Materials and methods

Test guideline
Qualifier:
according to
Guideline:
OECD Guideline 301 B (Ready Biodegradability: CO2 Evolution Test)
Deviations:
no
GLP compliance:
yes (incl. certificate)
Remarks:
UK GLP standards (Schedule 1, Good Laboratory Practice Regulations 1999 (SI 1999/3106 as amended by SI 2004/0994)).

Test material

Reference
Name:
Unnamed
Type:
Constituent

Study design

Oxygen conditions:
aerobic
Inoculum or test system:
sewage, predominantly domestic, adapted
Details on inoculum:
- Source of inoculum/activated sludge (e.g. location, sampling depth, contamination history, procedure):
A mixed population of activated sewage sludge micro-organisms was obtained on 22 September 2008 from the aeration stage of the
Severn Trent Water Plc sewage treatment plant at Loughborough, Leicestershire, UK, which treats predominantly domestic sewage.

- Laboratory culture:
Not applicable

- Method of cultivation:
The activated sewage sludge sample was washed three times by settlement and resuspension in culture medium to remove any excessive
amounts of dissolved organic carbon (DOC) that may have been present. The washed sample was then maintained on continuous aeration in the laboratory at a temperature of approximately 21 deg C and used on the day of collection. Determination of the suspended solids
level of the activated sewage sludge was carried out by filtering a sample (100 ml) of the washed activated sewage sludge by suction
through pre-weighed GF/A filter paper* using a Buchner funnel. Filtration was then continued for a further 3 minutes after rinsing the
filter three successive times with 10 ml of deionised reverse osmosis water. The filter paper was then dried in an oven at approximately
105 deg C for at least 1 hour and allowed to cool before weighing. This process was repeated until a constant weight was attained. The
suspended solids concentration was equal to 2.4 g/l prior to use.
*Rinsed three times with 20 ml deionised reverse osmosis water prior to drying in an oven

- Preparation of inoculum for exposure:
As above.

- Pretreatment:
Not stated.

- Concentration of sludge:
Each test vessel was inoculated with the prepared inoculum at a final concentration of 30 mg suspended solids (ss)/l.

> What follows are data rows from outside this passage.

PR #279, opened 2022-06-14
Resolve install.sh issue & add shell linter to CI

kejne:
My previous PR had a hard to find issue with a missing space in `install.sh`.
Resolved this issue and added a shell linter as part of the CI pipe.

Also resolved issues the linter complained about + excluding non-relevant files where the linter warned because it was unsure.

Relates to #276

### DIFF
--- a/.github/build
+++ b/.github/build
@@ -1,14 +1,14 @@
 #!/bin/bash
 set -eux
 
-PROJECT_NAME=$(basename $GITHUB_REPOSITORY)
+PROJECT_NAME=$(basename "$GITHUB_REPOSITORY")
 NAME="${PROJECT_NAME}_${VERSION}_${GOOS}_${GOARCH}"
 
 EXT=''
 
-if [ $GOOS == 'windows' ]; then
+if [ "$GOOS" == 'windows' ]; then
   EXT='.exe'
 fi
 
-tar cvfz ${NAME}.tar.gz "${PROJECT_NAME}${EXT}" LICENSE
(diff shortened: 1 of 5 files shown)


simonharrer:
Thanks for making the script better.

What happens when the linter finds something? Will the pipeline break?

kejne:
Here is an example of the run from my forked branch before I resolved the linter issues as an example:
https://github.com/kejne/mob/actions/runs/2497313846

(yes, the Test workflow will fail and you will not be able to merge)

simonharrer:
Can you disable that the build fails because of linting issues? I don’t like that.

Otherwise, it’s fine and can be merged.

kejne:
DId you mean that you don't like that you can disable the build from failing? Or that you don't like that the build fails if there is a linter issue?
If you don't like to have the repo linted, I can raise a separate PR with only the bugfix in the install.sh instead :+1: 

The addition of a linter was only to avoid that these kind of issues arise in later changes, since a linter would effectively block PR:s which contain mundane bash formatting issues from being merged.

You cannot simply disable the linter - but you can alter the severity on which it fails:
https://github.com/marketplace/actions/shell-linter

or you can explicitly ignore lines:
https://github.com/koalaman/shellcheck/wiki/ignore

simonharrer:
> Or that you don't like that the build fails if there is a linter issue?

This.

> If you don't like to have the repo linted, I can raise a separate PR with only the bugfix in the install.sh instead 👍

That would be perfect. ❤️

kejne:
Alright, reverted the additional updates, just the fix :+1:

PR #283, opened 2022-06-26
Show help output whenever any kind of help argument is given

SimplyDanny:
As a naïve user (no remembering that the tool has only one help page) I expect to get some help for the `start` command (options that can be specified) when executing `mob start --help`. Instead, a mob session started requiring some manual clean-up from my part afterwards.

I would like to change the behavior in the way that whenever there is some help option in the command, the tool prints the help page.

### DIFF
--- a/CHANGELOG.md
+++ b/CHANGELOG.md
@@ -1,3 +1,6 @@
+# 3.1.5
+- Print the help output whenever any kind of help argument (`help`, `--help`, `-h`) is present in the command, e.g. `mob s 10 -h`.
+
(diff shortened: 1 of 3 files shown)


simonharrer:
Great idea. Can you add a changelog for the next patch version in the `changelog.md`? Otherwise, this looks good to me.

SimplyDanny:
> Can you add a changelog for the next patch version in the `changelog.md`? Otherwise, this looks good to me.

Sure. Done.

PR #287, opened 2022-06-27
Use WIP branch separator in help output

SimplyDanny:
This is a follow-up of dae1648cc46fd which missed this location.


simonharrer:
Hm, tests fail. Can you have a look?

simonharrer:
Rerunning now

Issue #288, opened 2022-06-28
Better error message if git is not installed


simonharrer:
User doesn’t have git installed but installs mob. The error message is not very specific.

PR #289, opened 2022-06-28
ISSUE-288: Update 'git' not installed error message

maciej-stanuch:
Hi, I've decided to help a little with https://github.com/remotemobprogramming/mob/issues/288 
I'm not sure if that's what you meant but feel free to correct me

### DIFF
--- a/CHANGELOG.md
+++ b/CHANGELOG.md
@@ -1,4 +1,5 @@
 # 3.1.5
+- Add a more specific error message if `git` is not installed.
 - Fix: `mob done --squash-wip` now successfully auto-merges auto-mergeable diverging changes.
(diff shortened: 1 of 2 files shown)


simonharrer:
Thanks for the contribution. It goes in the right direction. But instead of parsing the output which is platform and language dependent, it might suffice to only check the status code of the command. Especially, when we use something like git —version, which is independent of whether we are in a git repository. That’s why we need two methods: one check that git is there and one check that revparse works.

maciej-stanuch:
> Thanks for the contribution. It goes in the right direction. But instead of parsing the output which is platform and language dependent, it might suffice to only check the status code of the command. Especially, when we use something like git —version, which is independent of whether we are in a git repository. That’s why we need two methods: one check that git is there and one check that revparse works.

That's a fair point, I will change it accordingly, thanks!

simonharrer:
LGTM. Can you add a CHANGELOG.md entry?

PR #294, opened 2022-07-05
Print a deprecation message when MOB_DONE_SQUASH is set to true or false

### LINKED ISSUE #253: Allow env var to configure "mob done" squash, but leave manual commits

seanpoulter:
This PR:

* should be enough to resolve #253
* displays a deprecation message when `MOB_DONE_SQUASH` is set to `true` or `false`, or the quoted values using an  environment variable or the configuration files
* updates the examples to use values that are not deprecated

--

### Screenshots / Demo

When using environment variables:

Screen Shot 2022-07-05 at 14 49 25

When using the `.mob` configuration file:

Screen Shot 2022-07-05 at 14 51 25


simonharrer:
Awesome! Can you add your changelog to 3.1.5?

seanpoulter:
> Awesome! Can you add your changelog to 3.1.5?

Done. Sorry about that.

thmuch:
Thanks! I like the error handling in `printDeprecatedDoneSquashMessage` and the same layer of abstraction in the calling methods by issuing the warning in a separate method. Thinking about applying both in `setMobDoneSquash` as well (in a different PR).

simonharrer:
> What we don't have yet | no more, though, is a warning for invalid values (like "abc"), do we? Should we issue a warning in that case?

we should. but as part of a new PR.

- Initial cell/biomass concentration:
Not stated.

- Water filtered: yes/no
No

- Type and size of filter used, if any:
None
Duration of test (contact time):
29 d
Initial test substance concentration
Initial conc.:
100 mg/L
Based on:
DOC
Parameter followed for biodegradation estimation
Parameter followed for biodegradation estimation:
CO2 evolution
Details on study design:
TEST CONDITIONS
- Composition of medium:
The culture medium used in this study was that recommended in the OECD Guidelines (see below).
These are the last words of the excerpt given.